The rate of inflation dropped to 2.3% in April – down from 3.2% in March and the lowest level in almost three years, the Office for National Statistics (ONS) said this morning.
The drop in the consumer prices index was driven by amongst others falling energy and food costs. But while hopes of an interest rate cut from the Bank of England when it next meets on June 20 remain, some City analysts and other experts have already started to cut back their expectations.
EXTREMELY POSITIVE
Nathan Emerson, Chief Executive, Propertymark
Nathan Emerson, Chief Executive of Propertymark, was more sanguine and says: “It’s extremely positive to see inflation take a further dip downwards, after what has been an extremely challenging few years for many households.

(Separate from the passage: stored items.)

Issue #1187, opened 2020-11-04
Give context to all Error notifications


juliendonck:
We're expanding the error notification to allow the users to copy the console logs to their clipboard so that they have more information they can share with us when they report a bug. @rudolfs started implementing this for partial projects errors in #1180. 

We have to go through the app and see what context we can give to other `Notification.Error` we have currently.

geigerzaehler:
This involves a couple of things
* Whenever we catch a JS exception in the UI we have to ensure that any additional information that is part of the error is exposed.
* We need to install a handler for [unhandled rejections](https://developer.mozilla.org/en-US/docs/Web/API/WindowEventHandlers/onunhandledrejection) so we also show errors when we don’t explicitly catch them
* We should also log errors to the console with `console.error` so that devs and dev users can dig more

PR #1221, opened 2020-11-11
feat(ui): introduce structured error logging

geigerzaehler:
This change introduce structured error logging and applies it in a couple of places. Part of #1187.

The design of the `Error` interface is very similar to Rust errors and arises from the following needs:
* A stable identifier for errors (`code`)
* A message we can display to the user (`message`)
* Structured details that provide more information about the error (`details`)
* A stack trace if available (`stack`)
* Layering of error chains (`source`)

~~I’ve decided not to make `code` an enum. Having a centralized place that lists all errors does not help us with debugging. When debugging we need to look at the place where the error originated which can easily be found be grepping for the error code. In addition such a centralized place would make it more cumbersome to add new errors since the list of error would always need to be updated.~~

Errors are shown to the user as notifications (`error.show`). The error message is displayed to the user and the full error can be copied to the clipboard. In addition we also log the error to the console which allows us to debug it during development.

As a follow-up to this PR we will apply the error logging and showing in more places.

### DIFF
--- a/ui/App.svelte
+++ b/ui/App.svelte
@@ -3,9 +3,9 @@
 
   import * as hotkeys from "./src/hotkeys.ts";
   import "./src/localPeer.ts";
-  import * as notification from "./src/notification.ts";
   import * as path from "./src/path.ts";
   import * as remote from "./src/remote.ts";
+  import * as error from "./src/error.ts";
   import { fetch, session as store, Status } from "./src/session.ts";
 
   import {
@@ -78,8 +78,7 @@
       break;
 
     case remote.Status.Error:
-      console.error($store.error);
-      notification.error("Session could not be fetched");
+      error.show($store.error);
       break;
   }
 </script>
@@ -101,7 +100,7 @@
 <NotificationFaucet />
 <Theme />
 
-<Remote {store} context="session">
+<Remote {store} context="session" disableErrorLogging={true}>
   <Router {routes} />
 
   <div slot="loading" class="error">
--- a/ui/DesignSystem/Component/Remote.svelte
+++ b/ui/DesignSystem/Component/Remote.svelte
@@ -1,7 +1,6 @@
 <script lang="typescript">
   import type { Readable } from "svelte/store";
 
-  import * as error from "../../src/error";
   import * as notification from "../../src/notification";
   import * as remote from "../../src/remote";
 
@@ -11,27 +10,23 @@
   export let store: Readable<remote.Data<any>>;
   export let context: string | undefined = undefined;
 
-  // Shorthand for casting these states
-  type ErrorState = { status: remote.Status.Error; error: error.Error };
   // eslint-disable-next-line @typescript-eslint/no-explicit-any
   type SuccessState = { status: remote.Status.Success; data: any };
 
   // If no error slot was provided, svelte will instantiate the fallback div
   let noErrorSlotProvided: HTMLDivElement;
 
-  $: if ($store.status === remote.Status.Error && !!noErrorSlotProvided) {
-    console.error("Remote error", ($store as ErrorState).error);
-    notification.error(($store as ErrorState).error.message);
+  let storeValue: remote.Data<any>;
+  $: storeValue = $store;
+
+  $: if (storeValue.status === remote.Status.Error && !!noErrorSlotProvided) {
+    console.error("Remote error", storeValue.error);
+    notification.error(storeValue.error.message);
   }
 
   $: data =
     $store.status === remote.Status.Success
       ? ($store as SuccessState).data
-      : undefined;
-
-  $: remoteError =
-    $store.status === remote.Status.Error
-      ? ($store as ErrorState).error
       : undefined;
 </script>
 
@@ -49,8 +44,8 @@
   {:else}
     <slot {data} />
   {/if}
-{:else if $store.status === remote.Status.Error}
-  <slot name="error" error={remoteError}>
+{:else if storeValue.status === remote.Status.Error}
+  <slot name="error" error={storeValue.error}>
     <div bind:this={noErrorSlotProvided} />
   </slot>
 {/if}
--- a/ui/DesignSystem/Component/Remote.svelte
+++ b/ui/DesignSystem/Component/Remote.svelte
@@ -10,16 +10,23 @@
   export let store: Readable<remote.Data<any>>;
   export let context: string | undefined = undefined;
 
+  export let disableErrorLogging: boolean = false;
+
   // eslint-disable-next-line @typescript-eslint/no-explicit-any
   type SuccessState = { status: remote.Status.Success; data: any };
 
   // If no error slot was provided, svelte will instantiate the fallback div
   let noErrorSlotProvided: HTMLDivElement;
 
+  // eslint-disable-next-line @typescript-eslint/no-explicit-any
   let storeValue: remote.Data<any>;
   $: storeValue = $store;
 
-  $: if (storeValue.status === remote.Status.Error && !!noErrorSlotProvided) {
+  $: if (
+    storeValue.status === remote.Status.Error &&
+    !!noErrorSlotProvided &&
+    !disableErrorLogging
+  ) {
     console.error("Remote error", storeValue.error);
     notification.error(storeValue.error.message);
   }
--- a/ui/Screen/Onboarding.svelte
+++ b/ui/Screen/Onboarding.svelte
@@ -2,12 +2,11 @@
   import { fade, fly } from "svelte/transition";
 
   import { withRetry } from "../src/api.ts";
-  import * as notification from "../src/notification.ts";
   import { State } from "../src/onboarding.ts";
   import { createIdentity } from "../src/identity.ts";
   import * as screen from "../src/screen.ts";
   import * as session from "../src/session.ts";
-  import * as urn from "../src/urn.ts";
+  import * as error from "../src/error";
 
   import Welcome from "./Onboarding/Welcome.svelte";
   import EnterName from "./Onboarding/EnterName.svelte";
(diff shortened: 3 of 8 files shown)


MeBrei (approved):

ui/DesignSystem/Component/Remote.svelte
```diff
@@ -11,28 +10,31 @@
...
   type SuccessState = { status: remote.Status.Success; data: any };
 
   // If no error slot was provided, svelte will instantiate the fallback div
   let noErrorSlotProvided: HTMLDivElement;
 
-  $: if ($store.status === remote.Status.Error && !!noErrorSlotProvided) {
-    console.error("Remote error", ($store as ErrorState).error);
-    notification.error(($store as ErrorState).error.message);
+  // eslint-disable-next-line @typescript-eslint/no-explicit-any
+  let storeValue: remote.Data<any>;
```
FintanH, line 22: What's the `any` mean here? :thinking:

ui/Screen/Onboarding.svelte
```diff
@@ -46,12 +45,17 @@
...
       state = State.SuccessView;
-    } catch (error) {
+    } catch (err) {
       animateBackward();
       state = State.EnterName;
-      notification.error(
-        `Could not create identity: ${urn.shorten(error.message)}`
-      );
+      error.show({
+        code: "create-identity-failed",
```
FintanH, line 52: Are we eventually going to give these actual codes?

ui/src/error.ts
```diff
@@ -2,22 +2,48 @@ import * as notification from "./notification";
...
 import * as svelteStore from "svelte/store";
 
-export enum Variant {
-  EntityExists = "ENTITY_EXISTS",
-  GitError = "GIT_ERROR",
-  NotFound = "NOT_FOUND",
-}
-
 export interface Error {
+  // A code in kebab-case for easy identification of the error.
```
FintanH, line 6: Why this formulation for a code, out of interest?

ui/src/error.ts
```diff
@@ -2,22 +2,48 @@ import * as notification from "./notification";
...
+  // The error that caused this error
+  source?: Error;
 }
 
-export const show = (message: string, context: unknown): void => {
-  console.error({ message, context });
+// Turn a Javascript `Error` into our `Error`.
+//
+// Uses the code `unknown-exception`.
+export const fromException = (exception: globalThis.Error): Error => {
```
FintanH, line 23: This is cool :+1:

ui/src/profile.ts
```diff
@@ -80,9 +80,10 @@ export const fetchFollowing = (): void => {
 export const showNotificationsForFailedProjects = async (): Promise<void> => {
   const failedProjects = await project.fetchFailed();
   failedProjects.forEach(failedProject => {
-    error.show(
-      `The project ${failedProject.metadata.name} could not be loaded`,
-      failedProject
-    );
+    error.show({
+      code: "Project failed to load",
```
FintanH, line 84: This doesn't conform to kebab-case :trollface:

ui/src/error.ts
geigerzaehler: Are you referring to “kebab-case”. I just chose this because it is easiest to type compared to screaming snake case or others.

ui/src/profile.ts
geigerzaehler: This was just a test ;) https://github.com/radicle-dev/radicle-upstream/pull/1221/commits/8c334c1ada49d3678869da380952c32af992d743

ui/src/error.ts
FintanH: Ya, so I'd prefer to have some structured way of building an error code. For example, still have a string but have it be `E0001` and increment the codes. As opposed to people picking random sequences of words :smile: 

What are your thoughts?

geigerzaehler: I’m hesitant to use number codes. The primary purpose of these codes is to help developers identitfy an error when a user requests support or we see it during development. If we use descriptive strings as error codes it becomes much easier to identify the error without having to refer to the lookup from number to error description. Conversely, I don’t see an advantage of using numbers as error codes. We would still need to choose an adequate sequence of words to describe the error codes.

ui/DesignSystem/Component/Remote.svelte
geigerzaehler: The `any` type in TypeScript can be coerced into any other type. We are using it to work around the fact that components in svelte cannot be generic (unlike in react). So instead of having a type parameter `T` that is brought into scope by the component and used as `remote.Data<T>` we need to fall back to `any`.

FintanH: Ah, ok. Thanks for the explainer :+1:

ui/Screen/Onboarding.svelte
FintanH: Discussing in https://github.com/radicle-dev/radicle-upstream/pull/1221#discussion_r521412590

ui/src/error.ts
FintanH: > I’m hesitant to use number codes. The primary purpose of these codes is to help developers identitfy an error when a user requests support or we see it during development.

Me too. My main goal from this is to figure out how to make this not ad-hoc process. I can see errors happening like mispellings, copy-and-paste without changing the code, or it's the same error but gets copy-pasted and they have the potential to go out of sync.

> We would still need to choose an adequate sequence of words to describe the error codes.

Ya, I would say reasons and codes should be paired with each other.

In the description you said:
> I’ve decided not to make code an enum. Having a centralized place that lists all errors does not help us with debugging. When debugging we need to look at the place where the error originated which can easily be found be grepping for the error code.

What about having constants in a file, so something like: `const PROJECT_FAILED = name => { code: "project-request-failure", reason: The project {name} could not be loaded" }`?

We can then grep for `PROJECT_FAILED` to see where it's used.

FintanH (approved):
:100: :tada: :raised_hands: :seedling:

geigerzaehler:
After a brief chat, @FintanH and I decided that having a central place for all error codes is a good idea after all. https://github.com/radicle-dev/radicle-upstream/pull/1221/commits/107b6857ab0bd5240661752f976c6d50f2014788

ui/src/error.ts
geigerzaehler: Resolved in https://github.com/radicle-dev/radicle-upstream/pull/1221#issuecomment-725958625

ui/src/error.ts
```diff
@@ -42,7 +73,11 @@ export const setFatal = (fatalError: FatalError): void => {
 };
 
 ipc.listenProxyError(proxyError => {
-  console.error("Proxy process exited", { proxyError });
+  log({
+    code: Code.UnexpectedProxyExit,
+    message: "Proxy process exicted unexpectedly",
```
rudolfs, line 78:
```suggestion
    message: "Proxy process exited unexpectedly",
```

ui/App.svelte
```diff
@@ -101,7 +100,7 @@
 <NotificationFaucet />
 <Theme />
 
-<Remote {store} context="session">
+<Remote {store} context="session" disableErrorLogging={true}>
```
rudolfs, line 103: Why are we disabling the error logging here?

ui/src/session.ts
```diff
@@ -74,29 +74,27 @@ interface UpdateSettings extends event.Event<Kind> {
...
+        sessionStore.success({ status: Status.SealedSession });
+        return;
       }
-    });
-};
+    }
 
-const fetchSession = (): Promise<void> => {
-  return fetchSessionRetry().catch(sessionStore.error);
+    sessionStore.error({
```
rudolfs, line 92: Is the surfacing of this error to the user part of a follow-up issue?

ui/src/error.ts
geigerzaehler: Might have been very excited when I wrote this.

ui/App.svelte
geigerzaehler: If fetching the session errors, we show the blue screen. This means there is no need to show an additional notification.

ui/src/session.ts
geigerzaehler: What do you mean by “surfacing”? Setting the error her shows to the blue screen.

rudolfs: So I tried to manually break this by pointing the session request to a non-existent endpoint to simulate an error. The app would just go blank and show an error in the console, and when I refresh manually it shows the onboarding start screen.

I expected there to get a notification about the error that the session couldn't be fetched or something like that.

```diff
diff --git a/ui/src/session.ts b/ui/src/session.ts
index 0ed327af..8fb65d0b 100644
--- a/ui/src/session.ts
+++ b/ui/src/session.ts
@@ -76,7 +76,10 @@ type Msg = ClearCache | Fetch | UpdateSettings;

 const fetchSession = async (): Promise<void> => {
   try {
-    const ses = await api.withRetry(() => api.get<SessionData>(`session`), 200);
+    const ses = await api.withRetry(
+      () => api.get<SessionData>(`session-error-please`),
+      200
+    );
     sessionStore.success({ status: Status.UnsealedSession, ...ses });
   } catch (err) {
     if (err instanceof api.ResponseError) {
```

Screenshot 2020-11-12 at 16 42 13

Screenshot 2020-11-12 at 16 42 27

xla (dismissed):
🔬 💌 🛩 🚞

ui/src/session.ts
geigerzaehler: The first issue (blank screen with uncaught exception) is due to #1248. It has nothing to do with session errors per se.

The second issue is due to a 404 indicating that the session is missing and that the user needs to be onboarded. The problem is that we’re abusing transport errors (a 404) with application responses (session not available) and we’re unable to distinguish between the two. This is not something that we can address here.

rudolfs (dismissed):

rudolfs (approved):

xla (approved):
💞 📲 👻 🎺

“Over the coming months we are optimistic to see the Bank of England respond to today’s news by lowing the base rate. For many this will be a much-welcomed relief regarding household affordability and give people a new flexibility to approach the housing market with greater confidence.”

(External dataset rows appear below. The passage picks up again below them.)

PR #1228, opened 2020-11-12
feat(ui): reduce number of retries after proxy restart

geigerzaehler:
With #1153 the proxy restarts much quicker after the keystore is unsealed or created. This allows us to reduce the number of retries and fail earlier if the proxy does not start properly. (We now wait 5
seconds).

As part of this change we also adjust the signature of `withRetry`. Now the caller is able to control all timing related parameters.

### DIFF
--- a/ui/src/api.ts
+++ b/ui/src/api.ts
@@ -126,7 +126,7 @@ export const withRetry = async <T>(
     try {
       return await request();
     } catch (error) {
-      if (error.message !== "Failed to fetch" || retries > 0) {
+      if (error.message !== "Failed to fetch" || retries < 0) {
         throw error;
       }
     }
--- a/ui/src/api.ts
+++ b/ui/src/api.ts
@@ -119,13 +119,14 @@ const delay = (delay: number) => {
 
 export const withRetry = async <T>(
   request: () => Promise<T>,
-  delayTime: number
+  delayTime: number,
+  retries: number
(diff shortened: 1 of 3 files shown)


FintanH (dismissed):
:clock1:

xla (dismissed):
💋 🕜 📚 🍗

ui/src/api.ts
```diff
@@ -119,13 +119,14 @@ const delay = (delay: number) => {
...
+  delayTime: number,
+  retries: number
 ): Promise<T> => {
-  for (let retries = 0; ; retries++) {
+  for (; ; retries--) {
     try {
       return await request();
     } catch (error) {
-      if (error.message !== "Failed to fetch" || retries > 200) {
+      if (error.message !== "Failed to fetch" || retries > 0) {
```
MeBrei, line 129:
```suggestion
      if (error.message !== "Failed to fetch" || retries < 0) {
```

Or am I understanding the loop wrong?

MeBrei (changes requested):

ui/src/api.ts
geigerzaehler: Great catch!

MeBrei (approved):

FintanH (approved):
Nice catch @MeBrei!

rudolfs (approved):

Tim Bannister, Director of Property Science, Rightmove
Tim Bannister, Rightmove’s Property Expert, says: “While today’s number is a little higher than economists forecast, it is a move in the right direction.
“It always takes time for people to feel the benefits of lower inflation, but the downward trajectory of inflation is good for the health of the market.
“Affordability has been tightly squeezed over the last couple of years as rates have gone up, however determined movers have continued to find a way.
“There are positive signs, including a stronger spring market than last year, however we still have more than half the year to go, and an election to come at some point, so it’s not smooth sailing yet.”